* Directions *
How many lines in the records below contain the word "IUpdateOrganizationUserCommand"? Answer with the number only.

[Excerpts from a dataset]
----

PR #2607, opened 2026-07-23
Add new tokens to support authoried_keys

inickles:


plotnick:
Related: oxidecomputer/support-piv-tokens#10, oxidecomputer/omicron#10909. I have validated that the public keys here match the ones there.

jamesmunns (approved):

PR #3873, opened 2024-03-04
[PM-6631] Handle Fido2VerificationException during passkey attestation and assertion

trmartin4:
## Type of change

```
- [X] Bug fix
- [ ] New feature development
- [ ] Other
```

## Objective

In https://github.com/bitwarden/server/pull/3615 we handled the `Fido2VerificationException` when asserting a WebAuthn credential for 2FA.

In this PR, we address the `MakeNewCredentialAsync` methods similarly, as well as the `MakeAssertionAsync` when asserting a WebAuthn credential for login, which was missed in #3615 .

📓 We have https://bitwarden.atlassian.net/browse/PM-4172 in the backlog to consolidate the implementations, at which point we should consider an abstraction.

## Code changes
* **AssertWebAuthnLoginCredentialCommand:** Added try/catch around assertion that returns a `BadRequestException` instead of the unhandled exception returned previously.  This will be handled on the client, as it is the pattern already established in the class for communicating assertion errors.
* **CreateWebAuthnLoginCredentialCommand:** Added try/catch around attestation that returns `false` along with a log message. I did this instead of throwing a `BadRequestException` as this is the pattern already established in this command for handling invalid data.  I added a log here as returning `false` gives no indication of the root cause.
* **UserService:** Added try/catch around attestation that returns `false` along with a log message. I did this instead of throwing a `BadRequestException` as this is the pattern already established in this command for handling invalid data.  I added a log here as returning `false` gives no indication of the root cause.

## Before you submit


trmartin4:
@coroiu do you recall why the `Assert...` command handles validation issues by throwing a `BadRequestException`, whereas the `Create...` command returns `false`?  Is it because we are already returning additional data in the assertion, and it was more flexible to throw the exceptions?

src/Core/Auth/UserFeatures/WebAuthnLogin/Implementations/AssertWebAuthnLoginCredentialCommand.cs
```diff
@@ -46,8 +46,17 @@ public async Task<(User, WebAuthnCredential)> AssertWebAuthnLoginCredential(Asse
...
+        Fido2NetLib.Objects.AssertionVerificationResult assertionVerificationResult = null;
+        try
+        {
+            assertionVerificationResult = await _fido2.MakeAssertionAsync(
+                assertionResponse, options, credentialPublicKey, (uint)credential.Counter, callback);
+        }
+        catch (Fido2VerificationException)
+        {
+            throw new BadRequestException("Unable to verify credential.");
+        }
```
coroiu, line 59: Did I write this?? I must've completely missed the fact that `_fido2.MakeAssertionAsync` can throw exceptions... Good catch!

❓ **issue:** So one thing we need to be careful with here is that we don't allow credential and/or user enumeration. If we have unique exception messages here then the caller will be able to differentiate between 

- `Invalid Credential -> Not found in database`
- `Unable to verify credential -> Found in database, but invalid assertion`

trmartin4: I've adjusted the messages with [`bd46adc` (#3873)](https://github.com/bitwarden/server/pull/3873/commits/bd46adce7727750045f31dda692f0caf6d5b50e2).

trmartin4:
I had to make the `CreateWebAuthnLoginCredentialCommand` `public` in order for the tests to pass, given that I had a dependency on `ILogger<T>`.  I'm not quite sure why, which doesn't give me a good feeling about it - happy to change it back if you have any ideas about another solution.

coroiu (approved):
A blast from the past :)

JaredSnider-Bitwarden (commented):
Really nice error handling refactors!  Do you think we should add tests for these commands / user service scenarios while we are in here?

PR #3894, opened 2024-03-13
[PM-3176] Extract IOrganizationService.SaveUserAsync to a command

r-tome:
## Type of change

```
- [ ] Bug fix
- [ ] New feature development
- [ ] Other
```

## Objective
Extract `OrganizationService.SaveUserAsync` to a command.

## Code changes

* **src/Api/AdminConsole/Controllers/OrganizationUsersController.cs:** Replaced `IOrganizationService.SaveUserAsync` with `IUpdateOrganizationUserCommand.UpdateUserAsync`
* **src/Api/AdminConsole/Public/Controllers/MembersController.cs:** Replaced `IOrganizationService.SaveUserAsync` with `IUpdateOrganizationUserCommand.UpdateUserAsync`
* **src/Core/AdminConsole/OrganizationFeatures/OrganizationUsers/Interfaces/IUpdateOrganizationUserCommand.cs:** Command interface
* **src/Core/AdminConsole/OrganizationFeatures/OrganizationUsers/UpdateOrganizationUserCommand.cs:** Command with code extracted from `OrganizationService`
* **src/Core/AdminConsole/Services/IOrganizationService.cs:** Deleted method `SaveUserAsync` that was extracted
* **src/Core/AdminConsole/Services/Implementations/OrganizationService.cs:** Deleted method `SaveUserAsync` that was extracted
* **src/Core/OrganizationFeatures/OrganizationServiceCollectionExtensions.cs:** Registered `UpdateOrganizationUserCommand` for DI
* **test/Core.Test/AdminConsole/OrganizationFeatures/OrganizationUsers/UpdateOrganizationUserCommandTests.cs:** Added unit tests for `UpdateOrganizationUserCommand`
* **test/Core.Test/AdminConsole/Services/OrganizationServiceTests.cs:** Removed tests for the extracted method and added missing tests for other methods

## Before you submit


src/Core/AdminConsole/OrganizationFeatures/OrganizationUsers/Interfaces/IUpdateOrganizationUserCommand.cs
eliykat, line 1: Please enable nullable and mark `groups` as nullable.

src/Core/AdminConsole/OrganizationFeatures/OrganizationUsers/UpdateOrganizationUserCommand.cs
```diff
@@ -0,0 +1,114 @@
...
+        if (user.Id.Equals(default(Guid)))
+        {
+            throw new BadRequestException("Invite the user first.");
+        }
+
+        var originalUser = await _organizationUserRepository.GetByIdAsync(user.Id);
+        if (user.Equals(originalUser))
+        {
+            throw new BadRequestException("Please make changes before saving.");
+        }
```
eliykat, line 50: Does this actually work? I assume it's comparing object references, which will always be false, but the intent is presumably to check value equality. (Note that the unit test uses the same object reference, which you'd never get in practice.)

If it doesn't work, I suggest just removing it as it's effectively dead code and I don't think this check is that important.

eliykat (changes requested):
A couple of minor comments, otherwise looks great.

src/Core/AdminConsole/OrganizationFeatures/OrganizationUsers/UpdateOrganizationUserCommand.cs
r-tome: It does not, I just tested it to be sure.

eliykat (approved):
Great work!

PR #3899, opened 2024-03-13
DEVOPS-1790 - Add Cleanup RC Branch workflow

vgrassia:
## Type of change

```
- [ ] Bug fix
- [ ] New feature development
- [ ] Other
```

## Objective

This PR adds the `Cleanup RC Branch` workflow which automatically runs when a new release is tagged.  It checks for the presence of the `hotfix-rc` branch first and deletes it if it exists, otherwise it checks for the `rc` branch and deletes it if it exists.

## Code changes

* **.github/workflows/cleanup-rc-branch.yml:** Add workflow.

## Before you submit

### DIFF
--- a/.github/workflows/cleanup-rc-branch.yml
+++ b/.github/workflows/cleanup-rc-branch.yml
@@ -34,7 +34,7 @@ jobs:
         run: |
           hotfix_rc_branch_check=$(git ls-remote --heads origin hotfix-rc | wc -l)
           rc_branch_check=$(git ls-remote --heads origin rc | wc -l)
-          
+
           if [[ "${hotfix_rc_branch_check}" -gt 0 ]]; then
             echo "hotfix-rc branch exists." | tee -a $GITHUB_STEP_SUMMARY
             echo "name=hotfix-rc" >> $GITHUB_OUTPUT
--- a/.github/workflows/cleanup-rc-branch.yml
+++ b/.github/workflows/cleanup-rc-branch.yml
@@ -1,0 +1,53 @@
+---
+name: Cleanup RC Branch
+
+on:
+  push:
+    tags:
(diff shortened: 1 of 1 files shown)


.github/workflows/cleanup-rc-branch.yml
```diff
@@ -0,0 +1,53 @@
...
+          hotfix_rc_branch_check=$(git ls-remote --heads origin hotfix-rc | wc -l)
+          rc_branch_check=$(git ls-remote --heads origin rc | wc -l)
+
+          if [[ "${hotfix_rc_branch_check}" -gt 0 ]]; then
+            echo "hotfix-rc branch exists." | tee -a $GITHUB_STEP_SUMMARY
+            echo "name=hotfix-rc" >> $GITHUB_OUTPUT
+          elif [[ "${rc_branch_check}" -gt 0 ]]; then
+            echo "rc branch exists." | tee -a $GITHUB_STEP_SUMMARY
+            echo "name=rc" >> $GITHUB_OUTPUT
+          fi
```
mimartin12, line 44: ❓ This logic assumes that we will always have either `hotfix-rc` or `rc` exist when a tag has been created (trigger for the workflow). Is this always the case?

vgrassia: This is the case for the way we currently deploy.  We can't delete `hotfix-rc` or `rc` before we publish the release in GitHub, which creates the tag.  This would be the first thing to run as soon as we hit the publish button.  That being said, the logic there is designed so it won't fail, just silently continue.  I chose that because there may be a scenario where someone might manually tag a release and we don't want to assume we can delete any branches then.

mimartin12 (approved):

PR #3910, opened 2024-03-18
[PM-6909] Centralize database migration logic

withinfocus:
## Objective

Centralizes database migration logic.

## Before you submit


util/Migrator/DbMigrator.cs
```diff
@@ -12,39 +12,34 @@ public class DbMigrator
 {
     private readonly string _connectionString;
     private readonly ILogger<DbMigrator> _logger;
-    private readonly string _masterConnectionString;
 
-    public DbMigrator(string connectionString, ILogger<DbMigrator> logger)
```
withinfocus, line 17: ℹ️ The logger is now created internally. Three callsites with no customization and two without DI.

util/Migrator/DbMigrator.cs
```diff
@@ -12,39 +12,34 @@ public class DbMigrator
...
-        CancellationToken cancellationToken = default(CancellationToken))
+        CancellationToken cancellationToken = default)
     {
         var attempt = 1;
-
         while (attempt < 10)
         {
             try
             {
+                PrepareDatabase(cancellationToken);
```
withinfocus, line 32: ℹ️ Separation of "preparation" tasks from the actual migration. The tasks in here really don't have to run any time but once, but not going after that here.

util/Migrator/DbMigrator.cs
```diff
@@ -56,17 +51,14 @@ public DbMigrator(string connectionString, ILogger<DbMigrator> logger)
         return false;
     }
 
-    public bool MigrateDatabase(bool enableLogging = true,
-        bool repeatable = false,
-        string folderName = MigratorConstants.DefaultMigrationsFolderName,
-        CancellationToken cancellationToken = default(CancellationToken))
+    private void PrepareDatabase(CancellationToken cancellationToken = default)
     {
-        if (_logger != null)
```
withinfocus, line 64: ℹ️ This is now lower down.

❓ There was a confusing mix of logger usages in this class so I just went with "use it or not". The only project not logging is `Setup` -- why? Do we want to suppress setup log messages?

util/Migrator/DbMigrator.cs
```diff
@@ -119,20 +126,13 @@ public DbMigrator(string connectionString, ILogger<DbMigrator> logger)
...
         if (enableLogging)
         {
-            if (_logger != null)
-            {
-                builder.LogTo(new DbUpLogger(_logger));
-            }
-            else
-            {
-                builder.LogToConsole();
-            }
```
withinfocus, line 129: ℹ️ This seems to be what our logger will do ...

util/Migrator/SqlServerDbMigrator.cs
```diff
@@ -1,109 +1,21 @@
...
-using Microsoft.Extensions.Logging;
 
 namespace Bit.Migrator;
 
 public class SqlServerDbMigrator : IDbMigrator
 {
-    private readonly string _connectionString;
-    private readonly ILogger<SqlServerDbMigrator> _logger;
-    private readonly string _masterConnectionString;
+    private readonly DbMigrator _migrator;
```
withinfocus, line 8: ❓ Everything in this class was duplicated by the core migrator, so now it just uses that like `Setup` and the MSSQL utility. Am I missing anything? Why was this copied?

util/MsSqlMigratorUtility/Program.cs
```diff
@@ -15,60 +12,26 @@ private static int Main(string[] args)
     public void Execute(
         [Operand(Description = "Database connection string")]
         string databaseConnectionString,
-        [Option('v', "verbose", Description = "Enable verbose output of migrator logs")]
```
withinfocus, line 18: ❓ Nothing emitted debug messages so this seemed unnecessary. Am I missing something here? Do we use this anywhere, like with automation?

util/Setup/Program.cs
```diff
@@ -185,17 +186,19 @@ private static void PrintEnvironment()
...
-    private static void MigrateDatabase(int attempt = 1)
+    private static void PrepareAndMigrateDatabase()
     {
         var vaultConnectionString = Helpers.GetValueFromEnvFile("global",
             "globalSettings__sqlServer__connectionString");
-        var migrator = new DbMigrator(vaultConnectionString, null);
+        var migrator = new DbMigrator(vaultConnectionString);
 
-        var log = false;
+        var enableLogging = false;
```
withinfocus, line 195: ℹ️ If we determine this is unnecessary I can kill off the whole parameter down the chain.

withinfocus:
Added a few reviewers directly with historical knowledge and for any gotchas.

util/MsSqlMigratorUtility/Program.cs
michalchecinski: It's used in the automations. If the `verbose` flag is set during execution, the Migrator logs the SQL scripts applied during the run. If we want to remove the `verbose` option, I would like to set the `enableLogging` param in the `MigrateMsSqlDatabaseWithRetries` method to always be `true`, like you did in lines 28 and 32. This is helpful to see which scripts are run in the automation (to confirm if all needed have been applied).

withinfocus: OK, so even though you invoked this as "verbose", what it was actually doing is simply logging. It configured a debug-level log emission, but nothing logs at that level. I think this is fine then and at some point the automations could omit that parameter once this merges.

You can see in the Action run logs for this PR that you still get those migration messages. Please review the database testing run if you don't mind to ensure this works as you (DevOps) expect.

michalchecinski: I just checked it, and it works as expected 😃

michalchecinski: @withinfocus We need to ensure that this change is backwards compatible. If we use the `-v` flag after removing the verbose option, will the `MsSqlMigratoeUtility` run as expected, or will it throw an error stating that it does not know the `-v` option?

withinfocus: Sigh, I hacked around on this and can't get `Unrecognized option '-v'` to leave. I pushed https://github.com/bitwarden/server/pull/3910/commits/32b0801a6ebfbb8b54dc901126822af3a277d966 just now for this -- is that all that's needed?

rkac-bw (dismissed):
LGTM

util/MsSqlMigratorUtility/Program.cs
michalchecinski: The `${@}` should stay, as it passes other args, e.g. the `--repeatable` or `--folder`.

util/MsSqlMigratorUtility/Dockerfile
```diff
@@ -5,4 +5,4 @@ LABEL com.bitwarden.product="bitwarden"
 WORKDIR /app
 COPY obj/build-output/publish .
 
-ENTRYPOINT ["sh", "-c", "dotnet /app/MsSqlMigratorUtility.dll \"${MSSQL_CONN_STRING}\" -v ${@}", "--" ]
+ENTRYPOINT ["sh", "-c", "dotnet /app/MsSqlMigratorUtility.dll \"${MSSQL_CONN_STRING}\"", "--" ]
```
michalchecinski, line 8:
```suggestion
ENTRYPOINT ["sh", "-c", "dotnet /app/MsSqlMigratorUtility.dll \"${MSSQL_CONN_STRING}\" ${@}", "--" ]
```

michalchecinski (changes requested):

rkac-bw (dismissed):

michalchecinski (dismissed):

util/Migrator/DbMigrator.cs
justindbaur: `SqlServerDbMigrator` got theirs from DI which could be customized, how about leave a constructor that takes it but offer one without which will just create the default one?

withinfocus: Lemme know if https://github.com/bitwarden/server/pull/3910/commits/7d1eee7ae3a3f8ac5c45ce73263e86eeb60a5f37 works for you.

justindbaur: Perfect

rkac-bw (approved):
LGTM

michalchecinski (approved):

PR #3915, opened 2024-03-19
[PM-6934] Prevent enabling two step login policy if any Org member has no master password and no 2FA set up

r-tome:
## Type of change

```
- [ ] Bug fix
- [X] New feature development
- [ ] Other
```

## Code changes

## Before you submit

### DIFF
--- a/src/Core/AdminConsole/Services/Implementations/PolicyService.cs
+++ b/src/Core/AdminConsole/Services/Implementations/PolicyService.cs
@@ -124,14 +124,15 @@ public class PolicyService : IPolicyService
                 switch (policy.Type)
                 {
                     case PolicyType.TwoFactorAuthentication:
-                        foreach (var orgUser in removableOrgUsers)
+                        var orgUsersWithoutMasterPassword = orgUsers.Where(ou =>
+                            ou.Status != OrganizationUserStatusType.Invited &&
+                            ou.Status != OrganizationUserStatusType.Revoked &&
+                            !ou.HasMasterPassword);
+                        foreach (var orgUser in orgUsersWithoutMasterPassword)
                         {
                             if (!await userService.TwoFactorIsEnabledAsync(orgUser))
                             {
-                                await organizationService.DeleteUserAsync(policy.OrganizationId, orgUser.Id,
-                                    savingUserId);
-                                await _mailService.SendOrganizationUserRemovedForPolicyTwoStepEmailAsync(
-                                    org.DisplayName(), orgUser.Email);
+                                throw new BadRequestException("Policy could not be enabled. Members of your organization would lose access to their accounts if this policy were enabled.");
                             }
                         }
                         break;


eliykat (changes requested):
Per Alison's latest comment in Slack (after you'd logged off):

> we just need to block it if there are users that both don’t have MP and 2FA, we shouldn’t change the existing process for everyone else.

So if a user has an MP but not 2FA, they still need to be removed.

I suggest looping through `removableOrgUsers` to build a list of `removableOrgUsers` without 2FA enabled. (Only do that once because the `UserService` call is expensive.)

Then you can check `removableOrgUsersWithout2FA.Any(ou => !ou.HasMasterPassword)` and throw the error if required.

After that, you can have the existing code that removes users without 2FA.

Please also make sure you add tests (I know you probably just ran out of time.)

test/Core.Test/AdminConsole/Services/PolicyServiceTests.cs
```diff
@@ -341,6 +360,75 @@ await sutProvider.GetDependency<IPolicyRepository>().Received()
...
+        SetupOrg(sutProvider, policy.OrganizationId, org);
+
+        sutProvider.GetDependency<IPolicyRepository>()
+            .GetByIdAsync(policy.Id)
+            .Returns(new Policy
+            {
+                Id = policy.Id,
+                Type = PolicyType.TwoFactorAuthentication,
+                Enabled = false,
+            });
```
eliykat, line 385: It's confusing that this isn't returning the `policy` object from the test parameters.

Either:
* use `Policy policy` in the test parameters and return that from your mock db call, or
* use a `Guid policyId` in the test parameters and create your policy object in the body of the test

test/Core.Test/AdminConsole/Services/PolicyServiceTests.cs
```diff
@@ -341,6 +360,75 @@ await sutProvider.GetDependency<IPolicyRepository>().Received()
...
+            UserId = Guid.NewGuid(),
+            HasMasterPassword = false
+        };
+
+        sutProvider.GetDependency<IOrganizationUserRepository>()
+            .GetManyDetailsByOrganizationAsync(policy.OrganizationId)
+            .Returns(new List<Core.Models.Data.Organizations.OrganizationUsers.OrganizationUserUserDetails>
+            {
+                orgUserDetailUser,
+            });
```
eliykat, line 404: I would like this to return multiple orgUsers, with some being eligible for removal (i.e. MP + no 2FA) and some not being eligible (i.e. no MP + no 2FA), in a semi-random order. That way we can make assert that **none** are removed. The idea is to make sure that your `OrderBy` statement in the SUT works as intended.

test/Core.Test/AdminConsole/Services/PolicyServiceTests.cs
```diff
@@ -341,6 +360,75 @@ await sutProvider.GetDependency<IPolicyRepository>().Received()
         Assert.True(policy.RevisionDate - utcNow < TimeSpan.FromSeconds(1));
     }
 
+    [Theory, BitAutoData]
+    public async Task SaveAsync_ExistingPolicy_UpdateTwoFactor_WithoutMasterPasswordOr2FA_ThrowsBadRequest(
+        [AdminConsoleFixtures.Policy(PolicyType.TwoFactorAuthentication)] Policy policy, SutProvider<PolicyService> sutProvider)
+    {
+        // If the policy that this is updating isn't enabled then do some work now that the current one is enabled
```
eliykat, line 367: I don't understand this comment, is it still current?

test/Core.Test/AdminConsole/Services/PolicyServiceTests.cs
```diff
@@ -341,6 +360,75 @@ await sutProvider.GetDependency<IPolicyRepository>().Received()
...
+        sutProvider.GetDependency<IPolicyRepository>()
+            .GetByIdAsync(policy.Id)
+            .Returns(new Policy
+            {
+                Id = policy.Id,
+                Type = PolicyType.TwoFactorAuthentication,
+                Enabled = false,
+            });
+
+        var orgUserDetailUser = new Core.Models.Data.Organizations.OrganizationUsers.OrganizationUserUserDetails
```
eliykat, line 387: nit, seeing as how I'm already asking for changes: please bring this into scope with `using` instead of the super long chain of namespaces.

src/Core/AdminConsole/Services/Implementations/PolicyService.cs
```diff
@@ -124,10 +124,16 @@ public class PolicyService : IPolicyService
                 switch (policy.Type)
                 {
                     case PolicyType.TwoFactorAuthentication:
-                        foreach (var orgUser in removableOrgUsers)
+                        foreach (var orgUser in removableOrgUsers.OrderBy(ou => !ou.HasMasterPassword))
```
eliykat, line 127: This appears to be sorting the list in the reverse order that you expect. You can remove the `!` which will sort it in ascending order by default (false values will come first). I would also recommend adding a comment to explain why the order is important.

eliykat (dismissed):

src/Core/AdminConsole/Services/Implementations/PolicyService.cs
r-tome: You're absolutely right, the unit tests confirmed that!

test/Core.Test/AdminConsole/Services/PolicyServiceTests.cs
r-tome: No, it was left from a copying and pasting another unit test.

test/Core.Test/AdminConsole/Services/PolicyServiceTests.cs
r-tome: Same thing here, this was copied from another test. Removed it as it doesn't matter if its new or updating.

test/Core.Test/AdminConsole/Services/PolicyServiceTests.cs
r-tome: Updated to reflect that!

vincentsalucci (approved):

----

* Expected answer *
4